# 2018 Memory Lane   Want Lists



## catfish (Mar 7, 2018)

If you are looking for any rare hard to find parts that I might have, please e-mail me and let me know. My truck is already booked solid with bikes that are being delivered. But I will have space for parts.

   Thanks,  Catfish


----------



## Pedals Past (Mar 10, 2018)

I need a early tank Indian and Harley a areocycle a colson commander and 37 Roadmaster supreme ..... but i settle for annoriginal paint ms america bike ..... i had all the others i never had onebof these


----------



## Freqman1 (Mar 11, 2018)

Never mind....


----------



## 39zep (Mar 11, 2018)

Obviously I whiffed on the sarcasm.
If you happen to run across a CWC frame lock and you are interested in some transactional cash, I’m your huckleberry.
Safe travels. Best of luck.


----------



## catfish (Mar 11, 2018)

Sorry this post was hard to understand....  
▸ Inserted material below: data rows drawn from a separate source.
PR #518, opened 2026-06-14
feat(gm): SGWGmPlayer entity class — GMs enter world as 0x03 (#473, CAT-N-04)

BangRocket:
## In plain terms

Game Masters (admins/moderators) are supposed to log in as a special kind of player that the game client recognizes — one whose built-in GM console and debug commands actually light up. Until now, **everyone** logged in as the ordinary player type, so the client never enabled any of that, and the game's whole native GM toolbox sat dead. (This is the long-standing known issue **KI-14**.)

This change makes GM accounts enter the world as that special GM player type, and wires up the server so the GM commands the client sends are (a) only ever accepted from real GMs, and (b) safe even if a GM's client misbehaves. Regular players are completely unaffected — their login is byte-for-byte identical to before.

Three native GM commands are implemented as a working proof: **give yourself an item**, **teleport yourself to a coordinate**, and **kill a targeted NPC**. The rest of the GM command surface is recognized and locked down (only GMs can reach it) but not yet wired to actions — those are easy follow-ups.

> **Heads-up for review:** the server side is fully byte-verified by tests, but whether the real game client actually lights up its GM console when it sees the new player type can only be confirmed by logging in with an actual client. That manual check is the one thing tests here can't cover, and it's flagged in the docs.

---

## Technical summary

Resolves **KI-14 / #473 / CAT-N-04**. Depends on the cell-layer `access_level` plumbing + `gm_gate` from #512 (merged).

### The mechanism (why this is safe)

`SGWGmPlayer.def` declares `<Parent>SGWPlayer</Parent>` with an **empty** `<Implements>`. Under BigWorld's append-at-end inheritance, its own `<Exposed/>` CellMethods append at flattened indices **109–225** (117 methods) and the inherited SGWPlayer indices **0–108 do not renumber**. The wire `idbase` stays 61. So flipping a GM's `class_id` from `0x02` → `0x03`:

- changes nothing for the inherited method tables (the regular-player wire path is byte-identical), and
- makes the client expose the gm* cell surface at 109+.

The old `play_character.rs` comment claiming the flip "shifts ALL indices" was **wrong about the mechanism** — corrected here.

### What changed

[...]

Issue #475, opened 2026-06-01
[security-audit P0-1] Plumb `access_level` from base into cell-method dispatch — blocks every GM gate (CAT-N-03)


Cadacious:
Part of the server-authority audit — see umbrella #459 and category issue #473.

**Severity**: Critical — systemic. Blocks every GM-gating fix in CAT-N.

## Problem

The `access_level` (GM / admin / player) lives on `ConnectedClientState` in the base
layer. The cell-method dispatcher at `crates/services/src/cell/dispatch/router.rs` has
no access to it. Every future `gm*` handler added to the cell layer will be
unauthenticated-by-default. This means:

- The 40 `gm*` wire surfaces audited in CAT-N (#473) cannot be properly gated until
  this is plumbed — even if a handler does `if !access_level.is_gm() { return }`,
  the value isn't reachable from where it needs to live.
- The `Event_NetOut_SetHideGM` / `SetGodMode` / `SetHealth` / `SetSpeed` / `SetLevel` /
  `GiveItem` / `GiveNaqahdah` / `Kill` / `Spawn` / `Despawn` / `Goto*` / `Summon`
  surfaces (all in CAT-N) are all blocked on this.
- Related per-category gaps that depend on this: CAT-L-06 (`SendGMShout`),
  CAT-O-04 (`onWorldInstanceReset` on player entity).

## Evidence

- Ghidra: every `Event_NetOut_*` GM command exists on the client. Per the audit, the
  Rust dispatch fall-through at `crates/services/src/cell/dispatch/router.rs:101`
  logs a `warn!` and returns — no GM handler implemented today. **The gap is structural,
  not per-handler.**
- Wire surfaces inventoried in [`surface.md`](https://github.com/SandboxServers/Cimmeria/blob/worktree-server-authority-audit/docs/security-audit/2026-05-31-server-authority/surface.md#cat-n--gm--debug--cheat-critical--must-all-be-gm-gated).
- `access_level` source-of-truth lives at `crates/services/src/base/mod.rs:117`
  (`ConnectedClientState`).

## Suggested fix

Plumb `access_level` into the cell-method dispatch context — most likely as a field
on the `CellPlayerArgs` / equivalent passed into each `handle_*` handler. Consult
`network-security-auth` for the secure-by-default access_level lifecycle (default to
0 / player on session establish; only elevated when the auth ticket carries
`accesslevel > 0` from the `account` table).

[...]

PR #521, opened 2026-06-17
feat(gm): native gm* command suite — query / travel / missions / crafting / spawn

Cadacious:
## Scope (read this first)

This PR grew well beyond its original title. It lands **the developer-useful slice of the native `SGWGmPlayer` `gm*` command surface** — ~6 feature families plus a new base↔cell message round-trip — built on the native-console mechanism from #518 (no `.`-prefix chat commands; per the recorded design decision the client consumes `/`-commands and dispatches them as `SGWGmPlayer` cell methods). FanMMORPG (`doko972/FanMMORPG`) was the behavior reference.

It is **organized by commit, one feature family per commit**, so it can be reviewed (and reverted) family-by-family without splitting the branch:

| Commit | Family | Commands |
|---|---|---|
| `38297b70` | inspection | `gmShowPlayer` (131), `gmShowTargetLocation` (121), `gmShowRotation` (122) |
| `3d7f81a7` | query + travel + missions, **+ `tests.rs`→`tests/` split** | `listAbilities` (123), `gmShowFlag` (125), `gmGetMobAttribute` (127), `gmShowMobCount` (128), `gmDebugMobData` (180), `gmMissionList/Full/Details` (113/114/115), `gmGoto` (160), `gmSummon` (161), `gmMissionAssign` (109) |
| `012d617d` | **base-infra**: crafting + spawn | `gmGiveExpertise` (139), `gmGiveAppliedSciencePoints` (140), `gmSpawnByCmd` (185) |
| `1cf331b5`, `75610d24`, … | review fixes | CodeRabbit + Clara findings |

(Earlier groundwork — the inspection feedback channel, the REUSE set — landed in #518.)

## Highest-risk pieces (review these closely)

1. **`gmSpawnByCmd` — new cross-process handshake.** The cell can't build a `SpawnRecord` for an arbitrary `template_id` (no cell template cache), so this adds a round-trip mirroring `TrainAbility`→`AbilityGranted`: cell emits `CellToBaseMsg::GmSpawnNpc` → `base/gm_spawn.rs` queries `resources.entity_templates` → `BaseToCellMsg::GmSpawnNpcReady` → cell allocates an NPC id and spawns. New message **pair** + base DB loader + cell response handler. (`base/gm_spawn.rs`, `base_messages` arm.)
2. **Crafting grants — DB-writing.** `gmGiveExpertise`/`gmGiveAppliedSciencePoints` add two one-way `CellToBaseMsg` variants → `base/crafting/handlers.rs` (`load_crafting_state` → mutate → `save_crafting_state`), mirroring `handle_grant_cash`. Expertise pushes `onUpdateDiscipline`; applied-science persists (no outbound client method exists — refreshes on next crafting open/relog).

## Architecture / safety
- Every command is GM-gated by the whole-tail `gm_gate` (#475); handlers don't re-check access.
- Defense-in-depth input validation throughout (clamp, reject non-finite / non-positive / out-of-range / cross-space; `saturating_add` on expertise; `try_get` so a malformed `entity_templates` row drops the spawn rather than panicking the base task).
- GM spawns are one-shot (`spawn_id = -1`, `respawn_secs` forced `None`).

## Tests
- Cell-side guard tests across all families (happy + reject paths), the spawn round-trip covered both halves (base-side live-DB + cell-side handler), crafting handlers covered by live-DB guards, and a witness-visibility guard pinning that a summoned NPC broadcasts via the AoI tick.
- `tests.rs` was split into a `tests/` directory (no-behavior-change move, same commit as the query family).

## Status / dispatch table
Tally now **38 DONE · 0 REUSE · 35 ADAPT · 44 NEW** (`docs/protocol/cell-method-dispatch-table.md`); roadmap in `docs/architecture/gm-cell-method-adapt-plan.md`.

## Manual UAT still needed
Server side is test-covered; whether the real client's console actually fires each `gm*` index can only be confirmed by logging in as a GM. Gated to GM accounts only, so any client-side surprise is isolated.

## Summary by CodeRabbit

* **New Features**
  * Added GM mission tools (assign, list active/full, and mission details).
  * Added GM travel (goto and summon).
  * Added GM spawn-by-command to spawn NPCs from template id with X/Z offsets.
  * Added GM crafting grants (expertise and applied science points).
  * Expanded GM inspection overlays (target location/rotation, player view, abilities, flags, mob attributes/count, debug mob data).
* **Bug Fixes / Improvements**
  * Improved GM command validation and clearer GM feedback for success/failure across mission, travel, spawn, give/grants, stats, and world actions.
* **Documentation**
  * Updated GM command documentation and dispatch/roadmap status.
* **Tests**
  * Added/expanded async coverage for mission, travel, spawn-by-command, inspection, stats, world, and crafting-grant paths.


MyPalClara:
## Adversarial Review — Category 1: Critical / Functional

**The architecture is sound and the wiring is complete** (every constant → handler → message variant → base match arm checks out, base round-trips are tested both ways). But there are real functional gaps, not just doc nits.

| Gap | Location | Severity | Concern |
|-----|----------|----------|---------|
| **G1** | `travel.rs handle_summon` — NPC branch | **High** | When the summoned target is an **NPC**, the handler calls `update_entity_position(target_eid, caller_pos, …)` and then sends `TeleportPlayer` **only if `is_player`**. The comment asserts "an NPC via the spatial-grid update (witnesses pick it up on the next AoI tick)." That assumption needs proof. If NPC position deltas are normally emitted by the movement/AI tick (not by a raw grid mutation), a summoned **idle** NPC moves server-side but stays visually frozen on every client until something else dirties it. This is exactly the "works in the handler, does nothing in-game" class. **Does `update_entity_position` enqueue an AoI move-delta, or only mutate the grid cell?** If the latter, summon of a non-moving NPC is invisible until it next ticks. There is no test asserting a witness sees the NPC move — `tests/travel.rs` should pin it. |
| **G2** | `query.rs handle_show_rotation` — heading math | **Medium** | `heading = d.x.atan2(d.z).to_degrees()`. Every other system in this codebase that derives heading should agree on the convention. `atan2(x, z)` gives 0° at +Z (north) increasing toward +X. If the client/console or the existing `gmGotoLocation` path treats heading as `atan2(z, x)` (0° at +X) or uses a different winding, the reported number will be off by 90° or mirrored. **This is a read-only command so it can't corrupt state — but a GM trusting a wrong heading is a debugging trap.** Verify against the client's facing convention and cite it. |
| **G3** | `handle_summon` cross-space refusal is silent to the GM on the *NPC* path only via log | **Low-Med** | Player-target refusals and NPC refusals both `tracing::warn!` but send **no feedback** to the GM. `gmGoto`/`gmSummon` have no `send_gm_feedback` on the refusal/early-return paths, unlike the `query` family. A GM types `/summon 123`, nothing happens, no console reply — looks broken. Mirror the query handlers: emit a one-line feedback on every early return. |

MyPalClara:
## Category 2: Scope & PR Hygiene — *this is the real highest-severity finding*

| Gap | Severity | Concern |
|-----|----------|---------|
| **G4** | **High (process)** | **The PR description lies about its own scope.** The title and "What" section advertise *the inspection trio* (121/122/131 — `gmShowPlayer`/`gmShowTargetLocation`/`gmShowRotation`). The actual diff ships **far more**: crafting grants (`gmGiveExpertise` 139, `gmGiveAppliedSciencePoints` 140 + a whole `base/crafting/handlers.rs`), travel (`gmGoto` 160, `gmSummon` 161), missions (assign/list/listFull/details 109/113/114/115), spawn-by-cmd (185 + new `base/gm_spawn.rs` + a **new cross-process `GmSpawnNpc`/`GmSpawnNpcReady` handshake**), and more query handlers (123/125/127/128/180). That's ~6 distinct feature families and a new base↔cell message round-trip in one +3317/−873, 30-file PR. The CodeRabbit summary describes the real PR; the human-written body describes a different, smaller one. **A reviewer who trusts the body under-reviews the spawn handshake and the DB-writing crafting grants — the two highest-risk pieces.** Either split this (inspection / query / travel / missions / crafting / spawn are all independently shippable and independently revertible) or rewrite the body to match what actually changed. |
| **G5** | Medium | **The 823-line `tests.rs` → split `tests/` tree is bundled into the feature PR.** Deleting 823 lines of existing tests and re-adding them across 8 new files in the same commit as 6 new features makes it nearly impossible to verify *no existing test was silently dropped or weakened* in the move. The `−823 / +cumulative` split should be its own no-behavior-change refactor PR landed first, so this PR's diff shows only genuinely new test coverage. |
| **G6** | Low-Med | **`gmDebugMobData` ignores its first arg by design but the parse is fragile.** It reads `target` at offset 4 (`read_i32(args, 4)`) and discards `aSpaceID` at offset 0. If the def's arg order is ever `(target, spaceId)` instead of `(spaceId, target)`, this silently inspects the wrong entity with no error. There's a def-line citation for the *index* but none pinning the *arg order*. Add a wire-shape test from a real pcap or the def, like the trade PRs did for their traps. |

MyPalClara:
## Category 3: Correctness Edge Cases

| Gap | Location | Concern |
|-----|----------|---------|
| **G7** | `gm_spawn.rs load_spawn_record_for_template` | The query selects `template_name`, `class`, `body_set` and the record build uses `row.get(...)` (panicking accessor) on them, while the **test** deliberately filters to rows where those are `NOT NULL`. So the handler *assumes* those columns are non-null in production. If any `entity_templates` row has a NULL there (the seed audit you ran showed lots of half-wired content), `row.get` **panics the base task** instead of dropping the spawn gracefully like the not-found path does. Use `try_get` + a clean "template malformed" warn, matching the defensive posture everywhere else in this file. |
| **G8** | `gm_spawn.rs` GM spawn record | `spawn_id: -1` marks a non-DB spawn and `respawn_secs` is carried from the template. If a GM-spawned mob with a non-null `respawn_secs` is later killed, does the respawner try to respawn a `spawn_id = -1` instance? Either GM spawns should force `respawn_secs = None` (one-shot) or the respawner must explicitly skip negative spawn_ids. Worth a one-line assertion of intent. |
| **G9** | `query.rs subject_or_self` | `current_target_id` is filtered to the caller's space, good. But there's no staleness check — if the target died/despawned this tick, `get_entity(id)` returns None and you fall back to **self** silently. A GM inspecting a just-killed mob gets their own stats with no indication the target was lost. Minor, but a "(target gone, showing self)" note would prevent confusion. |
| **G10** | `handle_show_flag` | `1u32 << flag_id` with `flag_id` gated to `0..32` — correct, no UB. But `state_field` is printed as `0x{:08x}` (32-bit). If `state_field` is wider than u32 anywhere, the display truncates. Confirm `state_field` is u32. |

## Category 4: Tests & Docs

| Gap | Concern |
|-----|---------|
| **G11** | No witness-visibility test for `gmSummon` of an NPC (the G1 bug would pass all current tests, which only assert the message emission / grid value — not that a client sees the move). |
| **G12** | No test for `load_spawn_record_for_template` with a NULL `template_name`/`class`/`body_set` (the G7 panic path). The existing test *avoids* it by construction. |
| **G13** | `gmGiveAppliedSciencePoints` has "no client push" documented — but nothing tells the GM the grant landed. Since it's persist-only with no UI refresh until relog, the GM has no feedback the command worked. Consider a `send_gm_feedback` confirmation on the cell side. |

---

## Verdict

**This is genuinely good code** — the wiring is complete, the crafting clamp (`saturating_add` then `clamp` on the result, persist-before-push) is correct, the spawn round-trip is symmetric and tested both halves, validation rejects non-positive/non-finite/out-of-range inputs consistently. That's not rubber-stamp praise; I traced every handler to its dispatch arm and its message match.

**But it should not merge as-is**, and the reason is **G4 (scope) + G1 (NPC summon visibility)**, not the nits:

1. **G1** is a probable in-game no-op: summoned idle NPCs likely don't visually move. That's the "still doesn't work" failure mode. **Prove or fix the AoI delta before merge.**
2. **G4** — split the PR or fix the body. Six feature families + a new cross-process protocol hiding behind a "three inspection commands" title is how the spawn handshake and DB-writing crafting grants get under-reviewed.
3. **G7** — `row.get` on nullable template columns will panic the base task on the exact half-wired content your own audit found.

Fix G1, G7; split per G4. The rest are follow-ups.

Cadacious:
Thanks @MyPalClara — thorough pass. Resolutions (commit `c426d3d6` unless noted):

**Fixed (code):**
- **G7** — `load_spawn_record_for_template` now uses `try_get(...)?` for *every* column, so a NULL in a non-nullable `entity_templates` field drops the spawn with a warn instead of panicking the base task. Live-DB guard added (G12).
- **G8** — GM spawns are one-shot: `respawn_secs` forced `None` so a `spawn_id = -1` instance never reaches the respawner. (Removed the now-unused `normalize_respawn_secs` re-export.)

**Investigated → not a bug, now pinned (G1/G11):** `compute_aoi_changes` emits `EntityMoved` for *every* in-AoI entity on *every* ~100ms tick (position-snapshot, not dirty-flag), so a summoned idle NPC *does* broadcast. Added a witness-visibility test: summon NPC → AoI tick → `EntityMoved{witness, npc}` at the caller's position. It'll fail if AoI ever goes dirty-flag-based.

**Tests added (G11, G12 + the coverage gap):** the bigger problem was `missions.rs` at 18.9% (its happy paths were untested after the handler move). +15 behavior tests — full mission lifecycle, all `gmGetMobAttribute` arms, `gmDebugMobData`, `gmShowFlag` SET, summon-player/refusals, the 3 new `cell_dispatch` arms via the real router, and the G12 malformed-template drop.
- *Transparency on G12:* the live-DB guard ran green in a real pass, but my revert-verify was masked when the bundled Postgres dropped mid-session (`require_db_or_skip!` self-skips and still prints `ok` — a gotcha I've noted). The bug-shape proof rests on that executed pass + the mechanical certainty that `try_get::<String,_>` + `?` on a SQL NULL yields the `Err` arm.

**G4 (scope/body):** rewrote the PR title + description to honestly describe all ~6 families + the spawn handshake + the test split, with the two highest-risk pieces called out. Per maintainer decision we're keeping it one PR (it's one-family-per-commit, so it's reviewable/revertible per family) rather than splitting — which addresses your "either/or."

**Verified fine:**
- **G10** — `CellEntity.state_field` is `u32`; the `0x{:08x}` display can't truncate.

**Deferred as follow-ups (with reasons):**
- **G2** (heading convention) — read-only, can't corrupt state; the `atan2(x,z)` convention vs the client's facing should be confirmed before a GM trusts the number. Tracked, not blocking.
- **G3 / G13** (feedback on `gmGoto`/`gmSummon` refusals; ASP grant confirmation) — UX polish; the refusal paths warn server-side today. Worth a follow-up to mirror the query family's `send_gm_feedback`.
- **G5** (test split bundled) — acknowledged; it's a no-behavior-change move isolated to the query-family commit, kept here per the no-split decision.
- **G6** (gmDebugMobData arg-order wire test) — the index is def-cited; a pcap-pinned arg-order test is a good follow-up.
- **G9** (`subject_or_self` staleness note) — minor; a "(target gone, showing self)" hint would help, follow-up.

Net: the two you'd block on (G7 panic, G1 visibility) plus G8/G12 are resolved and tested; G4 addressed.

Cadacious:
@coderabbitai review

  Please e-mail me your wants.


----------



## catfish (Mar 11, 2018)




----------



## cds2323 (Mar 12, 2018)

catfish said:


> If you are looking for any rare hard to find parts that I might have, please e-mail me and let me know. My truck is already booked solid with bikes that are being delivered. But I will have space for parts.
> 
> Thanks,  Catfish




I hope you still have some room and are bringing your cache  of Wise lock keys. I'm hoping to match up some locks.


----------



## catfish (Mar 13, 2018)

cds2323 said:


> I hope you still have some room and are bringing your cache  of Wise lock keys. I'm hoping to match up some locks.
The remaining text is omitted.